YOUR ASSIGNMENT — Below is a listing; restate from it, character for character, the lines beginning at the line holding "Data collection dialog boxes viewable" and ending at the line holding "The description of", both included.

● ● ● ● ● ● ●

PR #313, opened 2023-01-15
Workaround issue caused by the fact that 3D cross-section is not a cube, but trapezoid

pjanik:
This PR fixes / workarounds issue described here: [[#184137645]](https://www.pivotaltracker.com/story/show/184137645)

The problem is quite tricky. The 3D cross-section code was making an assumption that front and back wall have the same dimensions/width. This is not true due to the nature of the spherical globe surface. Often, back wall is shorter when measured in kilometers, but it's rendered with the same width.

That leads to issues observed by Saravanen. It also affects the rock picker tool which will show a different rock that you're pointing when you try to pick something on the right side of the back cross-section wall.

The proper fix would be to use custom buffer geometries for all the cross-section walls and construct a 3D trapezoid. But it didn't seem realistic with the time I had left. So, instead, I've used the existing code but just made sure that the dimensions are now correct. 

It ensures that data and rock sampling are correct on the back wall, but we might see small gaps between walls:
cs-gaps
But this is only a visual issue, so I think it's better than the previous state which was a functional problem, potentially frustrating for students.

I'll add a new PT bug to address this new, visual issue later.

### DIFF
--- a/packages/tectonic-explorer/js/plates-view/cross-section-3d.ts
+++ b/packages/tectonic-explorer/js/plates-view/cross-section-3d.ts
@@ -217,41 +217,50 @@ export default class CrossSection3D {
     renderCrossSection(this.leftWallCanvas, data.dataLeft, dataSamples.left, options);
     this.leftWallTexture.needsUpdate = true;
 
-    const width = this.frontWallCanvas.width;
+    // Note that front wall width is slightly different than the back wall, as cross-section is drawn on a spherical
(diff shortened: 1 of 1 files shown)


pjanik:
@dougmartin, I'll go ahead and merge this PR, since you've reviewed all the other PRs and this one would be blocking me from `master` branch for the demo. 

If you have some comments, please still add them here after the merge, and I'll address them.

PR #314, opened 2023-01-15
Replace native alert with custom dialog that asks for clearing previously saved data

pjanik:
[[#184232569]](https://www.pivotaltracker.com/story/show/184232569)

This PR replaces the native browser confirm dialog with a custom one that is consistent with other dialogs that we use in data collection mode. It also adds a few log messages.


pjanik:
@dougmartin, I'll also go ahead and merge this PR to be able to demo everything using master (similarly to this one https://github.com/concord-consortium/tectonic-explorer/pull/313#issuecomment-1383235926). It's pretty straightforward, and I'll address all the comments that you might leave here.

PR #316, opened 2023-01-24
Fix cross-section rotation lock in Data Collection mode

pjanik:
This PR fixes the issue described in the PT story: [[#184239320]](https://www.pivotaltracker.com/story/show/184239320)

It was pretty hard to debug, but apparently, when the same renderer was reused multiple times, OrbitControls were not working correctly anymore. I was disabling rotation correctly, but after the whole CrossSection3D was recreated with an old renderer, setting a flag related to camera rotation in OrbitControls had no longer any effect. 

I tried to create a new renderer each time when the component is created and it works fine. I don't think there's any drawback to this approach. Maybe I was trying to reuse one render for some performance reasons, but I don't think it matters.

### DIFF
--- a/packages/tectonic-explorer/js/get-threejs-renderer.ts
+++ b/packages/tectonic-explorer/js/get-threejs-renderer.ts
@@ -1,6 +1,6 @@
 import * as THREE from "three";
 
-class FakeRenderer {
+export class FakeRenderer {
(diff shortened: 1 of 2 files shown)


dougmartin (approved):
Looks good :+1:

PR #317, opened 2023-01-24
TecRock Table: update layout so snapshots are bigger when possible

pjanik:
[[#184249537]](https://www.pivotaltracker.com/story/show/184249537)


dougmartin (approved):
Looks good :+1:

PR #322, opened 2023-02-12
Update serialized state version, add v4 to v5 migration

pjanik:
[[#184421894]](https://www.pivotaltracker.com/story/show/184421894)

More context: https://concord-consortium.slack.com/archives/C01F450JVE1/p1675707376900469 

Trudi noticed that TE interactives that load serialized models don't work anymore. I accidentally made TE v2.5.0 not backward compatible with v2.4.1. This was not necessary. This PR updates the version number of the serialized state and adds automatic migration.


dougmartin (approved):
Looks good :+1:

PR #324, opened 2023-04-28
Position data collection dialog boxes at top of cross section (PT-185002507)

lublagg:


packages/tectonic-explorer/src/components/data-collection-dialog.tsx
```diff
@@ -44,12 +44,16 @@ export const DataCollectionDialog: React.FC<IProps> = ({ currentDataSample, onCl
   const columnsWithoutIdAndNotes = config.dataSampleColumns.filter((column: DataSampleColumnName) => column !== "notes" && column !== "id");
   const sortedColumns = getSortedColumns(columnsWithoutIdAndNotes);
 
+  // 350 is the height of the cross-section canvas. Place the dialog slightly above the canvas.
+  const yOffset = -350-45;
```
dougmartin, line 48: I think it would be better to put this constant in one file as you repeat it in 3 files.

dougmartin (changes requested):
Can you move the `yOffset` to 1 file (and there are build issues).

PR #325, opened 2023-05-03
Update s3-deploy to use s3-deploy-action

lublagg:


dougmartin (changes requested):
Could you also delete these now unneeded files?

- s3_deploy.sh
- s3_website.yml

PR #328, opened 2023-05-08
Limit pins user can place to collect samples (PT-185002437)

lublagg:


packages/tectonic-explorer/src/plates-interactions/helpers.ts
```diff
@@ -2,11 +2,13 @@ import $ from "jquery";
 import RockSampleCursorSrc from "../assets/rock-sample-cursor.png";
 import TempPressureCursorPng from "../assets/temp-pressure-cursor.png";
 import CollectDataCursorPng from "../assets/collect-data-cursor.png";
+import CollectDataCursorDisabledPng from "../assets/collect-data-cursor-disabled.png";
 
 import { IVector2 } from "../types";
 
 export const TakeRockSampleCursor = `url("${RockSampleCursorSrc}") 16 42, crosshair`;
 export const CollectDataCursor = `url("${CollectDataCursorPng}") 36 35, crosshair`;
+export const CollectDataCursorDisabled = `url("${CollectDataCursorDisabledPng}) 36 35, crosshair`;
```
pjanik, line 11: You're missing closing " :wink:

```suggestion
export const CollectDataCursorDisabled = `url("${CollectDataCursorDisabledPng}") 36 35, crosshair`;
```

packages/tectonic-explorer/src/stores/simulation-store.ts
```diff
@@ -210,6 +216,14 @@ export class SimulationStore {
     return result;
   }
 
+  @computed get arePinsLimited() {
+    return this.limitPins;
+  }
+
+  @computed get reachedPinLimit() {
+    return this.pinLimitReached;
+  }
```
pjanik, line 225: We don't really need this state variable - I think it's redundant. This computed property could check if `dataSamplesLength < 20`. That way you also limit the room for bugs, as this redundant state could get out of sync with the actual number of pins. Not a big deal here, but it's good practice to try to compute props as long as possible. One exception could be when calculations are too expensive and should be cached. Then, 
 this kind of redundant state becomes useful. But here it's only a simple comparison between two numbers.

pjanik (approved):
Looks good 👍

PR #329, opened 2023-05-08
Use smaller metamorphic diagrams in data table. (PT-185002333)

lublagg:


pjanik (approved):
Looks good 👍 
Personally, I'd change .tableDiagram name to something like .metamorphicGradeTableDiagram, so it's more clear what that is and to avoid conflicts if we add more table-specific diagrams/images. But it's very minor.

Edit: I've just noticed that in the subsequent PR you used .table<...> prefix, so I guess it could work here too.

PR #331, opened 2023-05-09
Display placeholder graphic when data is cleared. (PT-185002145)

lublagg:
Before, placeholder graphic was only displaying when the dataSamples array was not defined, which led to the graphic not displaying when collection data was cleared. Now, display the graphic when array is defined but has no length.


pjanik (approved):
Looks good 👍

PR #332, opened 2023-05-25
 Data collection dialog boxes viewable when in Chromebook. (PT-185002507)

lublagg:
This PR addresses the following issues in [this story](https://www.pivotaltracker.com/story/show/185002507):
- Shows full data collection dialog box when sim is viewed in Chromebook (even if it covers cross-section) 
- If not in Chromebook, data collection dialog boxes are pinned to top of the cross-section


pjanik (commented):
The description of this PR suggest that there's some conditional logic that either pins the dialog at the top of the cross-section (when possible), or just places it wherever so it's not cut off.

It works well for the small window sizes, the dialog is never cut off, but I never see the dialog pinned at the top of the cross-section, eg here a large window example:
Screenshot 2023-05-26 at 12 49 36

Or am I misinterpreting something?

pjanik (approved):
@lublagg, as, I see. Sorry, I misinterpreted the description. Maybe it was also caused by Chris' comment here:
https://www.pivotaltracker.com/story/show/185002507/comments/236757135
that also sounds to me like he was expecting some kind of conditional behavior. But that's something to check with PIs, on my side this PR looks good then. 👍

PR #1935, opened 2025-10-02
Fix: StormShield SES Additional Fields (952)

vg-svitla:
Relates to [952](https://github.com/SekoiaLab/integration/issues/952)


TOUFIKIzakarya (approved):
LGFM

● ● ● ● ● ● ●

SOLUTION TO THIS TASK —
 Data collection dialog boxes viewable when in Chromebook. (PT-185002507)

lublagg:
This PR addresses the following issues in [this story](https://www.pivotaltracker.com/story/show/185002507):
- Shows full data collection dialog box when sim is viewed in Chromebook (even if it covers cross-section) 
- If not in Chromebook, data collection dialog boxes are pinned to top of the cross-section


pjanik (commented):
The description of this PR suggest that there's some conditional logic that either pins the dialog at the top of the cross-section (when possible), or just places it wherever so it's not cut off.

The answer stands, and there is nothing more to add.